| Data records |
PR #1319, opened 2023-07-17
implement federated_credential_flow and workload_identity_creds and add them to the environment_credential

### LINKED ISSUE #1305: Feature: Support kubernetes workload identities
Current workaround is to use an init container with 

```bash
az login --service-principal -u $AZURE_CLIENT_ID --allow-no-subscriptions -t $AZURE_TENANT_ID --federated-token $(cat $AZURE_FEDERATED_TOKEN_FILE) &&
az account get-access-token --query 'accessToken' --resource https://storage.azure.com --output tsv > /tmp/az-access-token.json  &&
cat /tmp/az-access-token.json
```

Code in Application:

```rust
    let bearer_token = std::env::var("BEARER_TOKEN").expect("BEARER_TOKEN not set");
    let storage_credentials = StorageCredentials::BearerToken(bearer_token);
```

Would be realy nice if the DefaultCredential would support this login flow.
If someone guides me where and how to do it, i would like to contribute and create a PR.

BR Simon

simon-an:
fixes #1305

### DIFF
--- a/sdk/identity/examples/federated_credential.rs
+++ b/sdk/identity/examples/federated_credential.rs
@@ -1,0 +1,48 @@
+use azure_identity::{authority_hosts, federated_credentials_flow};
+use url::Url;
+
+use std::env;
+use std::error::Error;
+
+#[tokio::main]
+async fn main() -> Result<(), Box<dyn Error>> {
+    let client_id = env::var("CLIENT_ID").expect("Missing CLIENT_ID environment variable.");
+    let token = env::var("FEDERATED_TOKEN").expect("Missing FEDERATED_TOKEN environment variable.");
+    let tenant_id = env::var("TENANT_ID").expect("Missing TENANT_ID environment variable.");
+
+    let vault_name = std::env::args()
+        .nth(1)
+        .expect("please specify the vault name as first command line parameter");
+
+    let http_client = azure_core::new_http_client();
+    // This will give you the final token to use in authorization.
+    let token = federated_credentials_flow::perform(
+        http_client.clone(),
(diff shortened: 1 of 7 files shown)


simon-an:

heaths (changes requested):
Why does the environment_credential not work? Can we not fix that? In our other languages for Azure SDKs, we have only the environment_credential that works for both user and app registrations.

simon-an:
Sorry i am not sure what you mean. If you look at the pr, it is implemented in the environment credential. I can rename the pr if that helps :)

heaths:
> Sorry i am not sure what you mean. If you look at the pr, it is implemented in the environment credential. I can rename the pr if that helps :) Edit: Since this is my first contribution to this repo, i tried to stick as close to the current code as possible.

You added a public (`WorkloadIdentityCredential`](https://github.com/Azure/azure-sdk-for-rust/pull/1319/files#diff-2ad4468fd1fd66aac39f9410601f0b67dd7d796bf9a36db12c5b6a87c0b99d35) which we don't need or have in any other language. All support should be internal (however you choose to implement it) to the `EnvironmentCredential`.

heaths (approved):

demoray:
First, thank you for the contribution.

While the Azure SDK for Rust is not yet an official SDK, we do our best to follow the [Azure SDK development guidelines](https://azure.github.io/azure-sdk/general_introduction.html).

One of the principles we take to heart for this SDK is consistency across all of the SDKs.  We would prefer future contributions to consider this and other principles set forth in the above guidelines.

PR #1320, opened 2023-07-20
remove rust-toolchain.toml

demoray:
Instead of specifying the toolchain via `rust-toolchain.toml`, our CI pipelines specify the intended toolchain.  For contributor's purposes, this is out of sync with what we verify against for PRs and has contributed to confusion over time.

For users of the SDK, this isn't applied.  For those, we specify the toolchain needed via setting MSRV in the `Cargo.toml` for the specific crate.

### DIFF
--- a/rust-toolchain.toml
+++ b/rust-toolchain.toml
@@ -1,3 +1,0 @@
-[toolchain]
-channel = "1.65.0"
-components = [ "rustfmt", "clippy" ]


heaths:
Rather than keeping various sources up to date, wouldn't it make more sense just to standardize the entire e2e flow on _rust-toolchain_ (or _rust-toolchain.toml_ - I just know a popular GH Actions task, which we don't use, still hasn't added support for the _.toml_ file)? A single source of truth?

cataggar (approved):

Issue #1322, opened 2023-07-24
Bug -- Content-MD5 header is not optional in PutPageResponse


juliusl:
According to docs this header can be missing, 
https://learn.microsoft.com/en-us/rest/api/storageservices/put-page?tabs=azure-ad

<html>
<body>

Content-MD5 | This header is returned so that the client can check for message content integrity. The value of this header is computed by Blob Storage. It's not necessarily the same as the value that's specified in the request headers. For version 2019-02-02 and later, this header is returned only when the request has this header.
-- | --

</body>
</html>

PR #1323, opened 2023-07-24
fix. content-md5 header in response is optional

juliusl:
Addresses #1322


demoray (approved):

demoray:
In the result:

```
pub content_md5: ConsistencyMD5,
```
This needs to be:
```
    pub content_md5: Option<ConsistencyMD5>,
```

juliusl:
@demoray sorry about that, I was being impatient.

PR #1324, opened 2023-07-25
Add blob committed block count for append blobs.

jetuk:
Add `x-ms-blob-committed-block-count` response header for use with append blobs.


jetuk:
@microsoft-github-policy-service agree company="James Tomlinson Associates Ltd"

demoray (approved):

PR #1325, opened 2023-07-29
Update client_credentials_flow.rs

bgdev-guy:
Clarified that the scope is a variable dependent on what you're attempting to access. As written, "https://management.azure.com/" could be assumed to be a static value and a naive attempt at testing  would result in a response of  

HttpResponse { status: BadRequest, error_code: None }


bgdev-guy:

heaths (approved):
Thank you.

demoray:
Thank you for the contribution.

PR #1326, opened 2023-07-29
Make the login_response module public

bgdev-guy:
Although LoginResponse is returned correctly as part of the client_credentials_flow::perform method. I can not directly declare the type, nor store it in a struct because it's not directly accessible to be defined.

i.e. 
use azure_identity::client_credentials_flow::login_response::LoginResponse;

will not work since login_response is private.  This change makes the login_response module public

### DIFF
--- a/sdk/identity/src/client_credentials_flow/mod.rs
+++ b/sdk/identity/src/client_credentials_flow/mod.rs
@@ -35,7 +35,7 @@
 //!
 //! You can learn more about this authorization flow [here](https://docs.microsoft.com/azure/active-directory/develop/v2-oauth2-client-creds-grant-flow).
 
-mod login_response;
+pub mod login_response;
 
 use azure_core::Method;
 use azure_core::{


heaths:
Details of the different credential types should not be public. Can you provide example code why you need this to be exported?

bgdev-guy:
I'm implementing a POC by migrating an existing azure function app to Rust. The function processes events and executes a series of calls to one or more API's. Ideal scenario is to cache the token with the expiration time and refresh when appropriate. That data is available in the returned LoginRespons. However utilizing the LoginResponse is complicated by the fact that I can't explicitly state that I'm using it. I can't pass it to a function to extract what I need or store it in a struct, since it can only be inferred and not explicitly defined.

The LoginResponse and it's data is already being returned. Making the module public doesn't reveal or expose any additional structs, functions, or values. All it does is make it easier for me to implement a solution that fits my needs.

heaths:
> Ideal scenario is to cache the token with the expiration time and refresh when appropriate. That data is available in the returned LoginResponse.

In other languages, we do that in a pipeline policy e.g., https://github.com/Azure/azure-sdk-for-net/blob/main/sdk/keyvault/Azure.Security.KeyVault.Shared/src/ChallengeBasedAuthenticationPolicy.cs (extends https://github.com/Azure/azure-sdk-for-net/blob/main/sdk/core/Azure.Core/src/Pipeline/BearerTokenAuthenticationPolicy.cs). This isn't something that should be the responsibility of the caller.

And regardless of refetching a near-expiring token, tokens should already be cached by credentials. Are you finding that, specifically, is not the case for subsequent calls? I'm not eager to open up implementation details, but perhaps we could find an easier workaround for now since refreshing tokens may yet not be implemented.

bgdev-guy:
I feel like I'm missing something. You're referencing a pipeline that doesn't exist in this language. You keep saying implementation details and I am genuinely curious as to what you mean by that. What exactly is being revealed by making this module public? But all in all, I've just decided to go ahead and use a different solution that I can work with.

Issue #803, opened 2022-06-14
migrate SDKs to use generated services


cataggar:
The goal is to have the SDKs use the generated services. Ideally, they are a thin layer on top.

I'll fill in this description more later. The list of crates is pretty well covered in #717.

cataggar:
Not yet, we were going to try to figure that out as part of #733.

mario-guerra:
@cataggar will the service bus crate be included in this effort?

ctaggart:
@mario-guerra, there is not a generated `azure_svc_servicebus` crate because the [Service Bus Runtime REST API](https://docs.microsoft.com/en-us/rest/api/servicebus/service-bus-runtime-rest) does not have a published specification https://github.com/Azure/azure-rest-api-specs/issues/16429. If it was documented, would we have a REST API implementation and an AMQP implementation of overlapping functionality? There has been some recent work geting an AMQP implemeantion to work with Service Bus in https://github.com/Azure/azure-sdk-for-rust/issues/643 by @minghuaw.

reenigneEsrever92:
Regarding the generated sources - I've found the following example code in svc/keyvault under examples:

```rust
#[tokio::main]
async fn main() -> Result<(), Box<dyn std::error::Error>> {
    let credential = Arc::new(AzureCliCredential::new());
    let keyvault_name = std::env::args().nth(1).expect("please specify an existing keyvault");
    let key_name = std::env::args().nth(2).expect("please specify the name of the key to create");
    let endpoint = format!("https://{keyvault_name}.vault.azure.net");
    let scopes = &["https://vault.azure.net"];
    let client = azure_svc_keyvault::Client::builder(credential)
        .endpoint(endpoint)
        .scopes(scopes)
        .build();
```

for the scope the it defines `https://vault.azure.net` yet this is the resource, ain't it? Is there a reason for it? Why wouldn't it define `.default` for the scope for example and set `https://vault.azure.net` for the (currently non existent) resource field?

PR #1327, opened 2023-07-30
Feat/keystore shim

reenigneEsrever92:
Maybe this could serve as a discussion basis for: https://github.com/Azure/azure-sdk-for-rust/issues/803


sdk/keyvault/src/keyvault_client.rs
```diff
@@ -0,0 +1,39 @@
...
+use azure_core::auth::TokenCredential;
+use azure_svc_keyvault::{
+    create_key::Response,
+    models::{
+        key_create_parameters::{Crv, Kty},
+        KeyAttributes, KeyCreateParameters, KeyReleasePolicy,
+    },
+};
+
+pub struct KeyvaultClient {
```
heaths, line 12: We already have Key Vault clients for keys, secrets, and certs. Why add another one that isn't scoped like all our other languages? We want our SDKs to be idiomatic, but still similarly designed.

heaths (changes requested):

sdk/keyvault/src/keyvault_client.rs
cataggar: This looks to be for #803, where we look to migrate our SDKs to be on top of the generated service crates.

heaths: Why is it under `sdk/keyvault` then? The structures of SDKs should remain idiomatic but consistent with all other languages' Azure SDKs.

cataggar:
Thanks for this prototype. Yes, we want to modifying the SDK `azure_security_keyvault` to use the generated `azure_svc_keyvault` crate.

PR #1330, opened 2023-08-01
Do not add timeout header if it has already been added

maxburke:
When an operation is retried, Azure SDK For Rust will re-add parameters to the query url -- this results in multiple values for the same parameter key and, at least in the case of the timeout value, will cause Azure to error out with an invalid value response (http error 400)

### DIFF
--- a/sdk/core/src/request_options/timeout.rs
+++ b/sdk/core/src/request_options/timeout.rs
@@ -12,6 +12,10 @@ impl Timeout {
 
 impl AppendToUrlQuery for Timeout {
     fn append_to_url_query(&self, url: &mut url::Url) {
+        if url.query_pairs().any(|(k, _)| k == "timeout") {
+            return;
+        }
+
         url.query_pairs_mut()
             .append_pair("timeout", &format!("{}", self.0.as_secs()));
     }


heaths:
> Azure SDK For Rust will re-add parameters to the query url

@maxburke do you see this is a general problem, or only for the timeout header? If the former, we should solve it generically if possible.

maxburke:
I don't know? I've only been seeing it with the timeout header.

sdk/core/src/request_options/timeout.rs
```diff
@@ -12,6 +12,10 @@ impl Timeout {
 
 impl AppendToUrlQuery for Timeout {
     fn append_to_url_query(&self, url: &mut url::Url) {
+        if url.query_pairs().any(|(k, _)| k == "timeout") {
+            return;
+        }
```
heaths, line 17: Wouldn't it make more sense to update the value if it is present? You could short-circuit string reallocation if it's the same value.

heaths (changes requested):

sdk/core/src/request_options/timeout.rs
maxburke: As far as I can tell from the API for URL, you can't update the query pairs, only add.

heaths (approved):

heaths (approved):
The build error is unrelated and needs to be fixed independently.

maxburke:
Thank you, @heaths !

PR #1331, opened 2023-08-09
Fix: Authorization Policy does applies SAS token twice on retry requests 

dmweis:
# Background 

I encountered a bug where `put_block` operations would sporadically fail with http status code `403 - Forbidden` when authenticating using a SAS token.
 
Detailed of the error were:
`"AuthenticationFailed"`
`"Server failed to authenticate the request. Make sure the value of Authorization header is formed correctly including the signature."`
`<AuthenticationErrorDetail>Signature fields not well formed.</AuthenticationErrorDetail>`

Upon investigating I narrowed it down to the Authorization Policy applying SAS token params multiple times for retry requests.

Simple way to diagnose this issues when using `reqwest` as the url library is to run Env Logger filter with `"azure_core::http_client::reqwest=debug"` which will cause `reqwest` to print the full URL for all requests.

# Details

I used the same approach as the Access Key policy already uses and simply check the presence of `sig` param in the path. This doesn't feel like a very foolproof solution but it fixes the issue for now.

It seems that the python SDK suffered from a similar issues and they chose the same approach for resolving it https://github.com/Azure/azure-storage-python/pull/304

The tests I added feel a little awkward because I had to mock the policy setup. If there is an already existing mock that would allow me to test this easily I am happy to update the PR!

I don't believe this should be an issue for header based authentication since `insert_header` would override an existing header if it was present

### DIFF
--- a/sdk/storage/src/authorization/authorization_policy.rs
+++ b/sdk/storage/src/authorization/authorization_policy.rs
@@ -52,6 +52,7 @@ impl Policy for AuthorizationPolicy {
                 request
             }
             StorageCredentials::SASToken(query_pairs) => {
+                // Ensure the signature param is not already present
                 if !request.url().query_pairs().any(|(k, _)| &*k == "sig") {
                     request
                         .url_mut()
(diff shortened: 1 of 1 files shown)


heaths (approved):

dmweis:
I see there are CI failures but I think that's due to https://github.com/Azure/azure-sdk-for-rust/issues/1332

dmweis:
> @dmweis can you rebase from `main` to pull in fixes for #1332

Done!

| Task statement |
Taking the entries above, restate exactly those lines that fall between the line with "--- a/sdk/core/src/request_options/timeout.rs" and the line with "# Background", keeping both of those lines too.

| Result of this exercise |
--- a/sdk/core/src/request_options/timeout.rs
+++ b/sdk/core/src/request_options/timeout.rs
@@ -12,6 +12,10 @@ impl Timeout {
 
 impl AppendToUrlQuery for Timeout {
     fn append_to_url_query(&self, url: &mut url::Url) {
+        if url.query_pairs().any(|(k, _)| k == "timeout") {
+            return;
+        }
+
         url.query_pairs_mut()
             .append_pair("timeout", &format!("{}", self.0.as_secs()));
     }


heaths:
> Azure SDK For Rust will re-add parameters to the query url

@maxburke do you see this is a general problem, or only for the timeout header? If the former, we should solve it generically if possible.

maxburke:
I don't know? I've only been seeing it with the timeout header.

sdk/core/src/request_options/timeout.rs
```diff
@@ -12,6 +12,10 @@ impl Timeout {
 
 impl AppendToUrlQuery for Timeout {
     fn append_to_url_query(&self, url: &mut url::Url) {
+        if url.query_pairs().any(|(k, _)| k == "timeout") {
+            return;
+        }
```
heaths, line 17: Wouldn't it make more sense to update the value if it is present? You could short-circuit string reallocation if it's the same value.

heaths (changes requested):

sdk/core/src/request_options/timeout.rs
maxburke: As far as I can tell from the API for URL, you can't update the query pairs, only add.

heaths (approved):

heaths (approved):
The build error is unrelated and needs to be fixed independently.

maxburke:
Thank you, @heaths !

PR #1331, opened 2023-08-09
Fix: Authorization Policy does applies SAS token twice on retry requests 

dmweis:
# Background 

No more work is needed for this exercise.